*** Data section Section Begins ***

PR #163, opened 2021-09-08
add correct tailwind imports

Dhaulagiri:
## :pushpin: Summary

The previous list was incomplete and when uncommented would not have given us access to all the classes


amyrlam (approved):
:shipit: 

are we still merging PR's at will? just checking the protocol if a reviewer isn't assigned

MelSumner (approved):
👍

PR #78, opened 2019-04-18
Email invites

k3ntako:


client/pages/Email/Recipients.js
```diff
@@ -169,6 +196,7 @@ class Recipients extends Component {
             <TableCell> </TableCell>
           </TableHead>
           {this.renderRecipients(this.props.email.nonMember, "face")}
+          {this.renderRecipients(this.state.excludedInvites, "highlight_off")}
           {this.renderRecipients(this.state.excludedMembers, "highlight_off")}
           {this.renderRecipients(this.state.includedMembers, "check_circle_outline")}
```
mienaikoe: This seems sorted in reverse order than I would intuitively think to sort it.

server/controllers/EmailController.js
```diff
@@ -73,18 +60,37 @@ const EventController = {
...
+        }else{
+          invites.push(person);
         }
+      })
 
-        res.json(emailMongoose);
-        next();
-      }).
-      catch( next )
+      invites = invites.sort(EmailUtils.sortByEmail);
```
mienaikoe: don't put one-liners into a utility object. This can easily be expressed as

`invites.sort( (a,b) => a.email > b.email )`

server/migrations/5_AddAdminToMSK.js
```diff
@@ -0,0 +1,30 @@
+const mongoose = require('mongoose');
+
+const Person = require('../models/Person');
+const Team = require('../models/Team');
+
+
+module.exports = async function(){
+  try {
+    console.log('========= 5_AddAdminToMSK');
```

*** Data section Section Ends ***

Reproduce the listing word for word from its first line up to and including the line with "Email invites". Give no other lines.

PR #163, opened 2021-09-08
add correct tailwind imports

Dhaulagiri:
## :pushpin: Summary

The previous list was incomplete and when uncommented would not have given us access to all the classes


amyrlam (approved):
:shipit: 

are we still merging PR's at will? just checking the protocol if a reviewer isn't assigned

MelSumner (approved):
👍

PR #78, opened 2019-04-18
Email invites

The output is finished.